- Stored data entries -
= = =

PR #1572, opened 2016-05-29
Add Resource Bean Validation

pkwarren:
Update ConstraintMessage.isRequestEntity to be resilient against
exceptions by using the `Iterables.get` method which accepts a default
value. This is required in case the property path contains fewer than 2
items.

### DIFF
--- a/dropwizard-jersey/src/test/java/io/dropwizard/jersey/validation/ConstraintViolationExceptionMapperTest.java
+++ b/dropwizard-jersey/src/test/java/io/dropwizard/jersey/validation/ConstraintViolationExceptionMapperTest.java
@@ -533,4 +533,16 @@ public class ConstraintViolationExceptionMapperTest extends JerseyTest {
         assertThat(response.readEntity(String.class))
                 .containsOnlyOnce("examples may not be empty");
     }
+
+    @Test
+    public void testInvalidFieldQueryParam() {
+        final Response response = target("/valid/bar")
+            .queryParam("sort", "foo")
+            .request()
+            .get();
+
+        assertThat(response.getStatus()).isEqualTo(422);
+        assertThat(response.readEntity(String.class))
+            .containsOnlyOnce("sortParam must match \\\"^(asc|desc)$\\\"");
+    }
 }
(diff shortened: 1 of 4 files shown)


nickbabcock:
In situations like these, I find a test much more power if the bug can be exposed by adding or modifying an endpoint in [ValidatingResource](https://github.com/dropwizard/dropwizard/blob/ceff3051889b38ac02856d2a7b231360abde76a3/dropwizard-jersey/src/test/java/io/dropwizard/jersey/validation/ValidatingResource.java) and the corresponding test case in [ConstraintViolationExceptionMapperTest](https://github.com/dropwizard/dropwizard/blob/ceff3051889b38ac02856d2a7b231360abde76a3/dropwizard-jersey/src/test/java/io/dropwizard/jersey/validation/ConstraintViolationExceptionMapperTest.java) because it adds a real world flair to bug.

pkwarren:
@nickbabcock - Thanks for the pointer - I didn't look around enough to find the right home for the test. I found this while porting some test code from 0.9.2 to 1.0.0-rc2 and so I'm not sure if it is reproducable in the wild - it is more a correctness fix similar to the existing lines found here: https://github.com/dropwizard/dropwizard/blob/master/dropwizard-jersey/src/main/java/io/dropwizard/jersey/validation/ConstraintMessage.java#L115-L118

I was able to come up with an example which failed, but it required enabling validation for the resource itself (instead of just the method parameters). I don't know if this is desired behavior (although it could be useful).

dropwizard-jersey/src/test/java/io/dropwizard/jersey/validation/ConstraintViolationExceptionMapperTest.java
```diff
@@ -533,4 +533,14 @@ public void invalidEmbeddedListEntities() {
...
     }
+
+    @Test
+    public void testInvalidFieldQueryParam() {
+        final Response response = target("/valid/bar")
+            .queryParam("sort", "foo")
+            .request()
+            .get();
+
+        assertThat(response.getStatus()).isEqualTo(422);
```
nickbabcock: Can you add an additional assertion about the response message

pkwarren: Updated.

nickbabcock:
Looks good to me. I renamed the PR to represent the added feature :smile:

Merging this now, yet some additional changes should be done in this area:

- `"sortParam must match \\\"^(asc|desc)$\\\"` should be `"query param sort must match \\\"^(asc|desc)$\\\"`
- May need additional checks for possible mismatch in validation groups between the `Invocable` and bean members

PR #1578, opened 2016-06-01
Remove @Ignore from DropwizardApacheConnectorTest

nickbabcock:
I rebased this branch on the master and re-ran it on Travis twice and it passed (twice!).

So here's to being optimistic :tada:


jplock:
Tests passed, so I guess let's go with it for now.  👍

= = =

- AIM OF THE TASK -
Set down each line exactly as it appears in the data.

- YOUR SOLUTION -
PR #1572, opened 2016-05-29
Add Resource Bean Validation

pkwarren:
Update ConstraintMessage.isRequestEntity to be resilient against
exceptions by using the `Iterables.get` method which accepts a default
value. This is required in case the property path contains fewer than 2
items.

### DIFF
--- a/dropwizard-jersey/src/test/java/io/dropwizard/jersey/validation/ConstraintViolationExceptionMapperTest.java
+++ b/dropwizard-jersey/src/test/java/io/dropwizard/jersey/validation/ConstraintViolationExceptionMapperTest.java
@@ -533,4 +533,16 @@ public class ConstraintViolationExceptionMapperTest extends JerseyTest {
         assertThat(response.readEntity(String.class))
                 .containsOnlyOnce("examples may not be empty");
     }
+
+    @Test
+    public void testInvalidFieldQueryParam() {
+        final Response response = target("/valid/bar")
+            .queryParam("sort", "foo")
+            .request()
+            .get();
+
+        assertThat(response.getStatus()).isEqualTo(422);
+        assertThat(response.readEntity(String.class))
+            .containsOnlyOnce("sortParam must match \\\"^(asc|desc)$\\\"");
+    }
 }
(diff shortened: 1 of 4 files shown)


nickbabcock:
In situations like these, I find a test much more power if the bug can be exposed by adding or modifying an endpoint in [ValidatingResource](https://github.com/dropwizard/dropwizard/blob/ceff3051889b38ac02856d2a7b231360abde76a3/dropwizard-jersey/src/test/java/io/dropwizard/jersey/validation/ValidatingResource.java) and the corresponding test case in [ConstraintViolationExceptionMapperTest](https://github.com/dropwizard/dropwizard/blob/ceff3051889b38ac02856d2a7b231360abde76a3/dropwizard-jersey/src/test/java/io/dropwizard/jersey/validation/ConstraintViolationExceptionMapperTest.java) because it adds a real world flair to bug.

pkwarren:
@nickbabcock - Thanks for the pointer - I didn't look around enough to find the right home for the test. I found this while porting some test code from 0.9.2 to 1.0.0-rc2 and so I'm not sure if it is reproducable in the wild - it is more a correctness fix similar to the existing lines found here: https://github.com/dropwizard/dropwizard/blob/master/dropwizard-jersey/src/main/java/io/dropwizard/jersey/validation/ConstraintMessage.java#L115-L118

I was able to come up with an example which failed, but it required enabling validation for the resource itself (instead of just the method parameters). I don't know if this is desired behavior (although it could be useful).

dropwizard-jersey/src/test/java/io/dropwizard/jersey/validation/ConstraintViolationExceptionMapperTest.java
```diff
@@ -533,4 +533,14 @@ public void invalidEmbeddedListEntities() {
...
     }
+
+    @Test
+    public void testInvalidFieldQueryParam() {
+        final Response response = target("/valid/bar")
+            .queryParam("sort", "foo")
+            .request()
+            .get();
+
+        assertThat(response.getStatus()).isEqualTo(422);
```
nickbabcock: Can you add an additional assertion about the response message

pkwarren: Updated.

nickbabcock:
Looks good to me. I renamed the PR to represent the added feature :smile:

Merging this now, yet some additional changes should be done in this area:

- `"sortParam must match \\\"^(asc|desc)$\\\"` should be `"query param sort must match \\\"^(asc|desc)$\\\"`
- May need additional checks for possible mismatch in validation groups between the `Invocable` and bean members

PR #1578, opened 2016-06-01
Remove @Ignore from DropwizardApacheConnectorTest

nickbabcock:
I rebased this branch on the master and re-ran it on Travis twice and it passed (twice!).

So here's to being optimistic :tada:


jplock:
Tests passed, so I guess let's go with it for now.  👍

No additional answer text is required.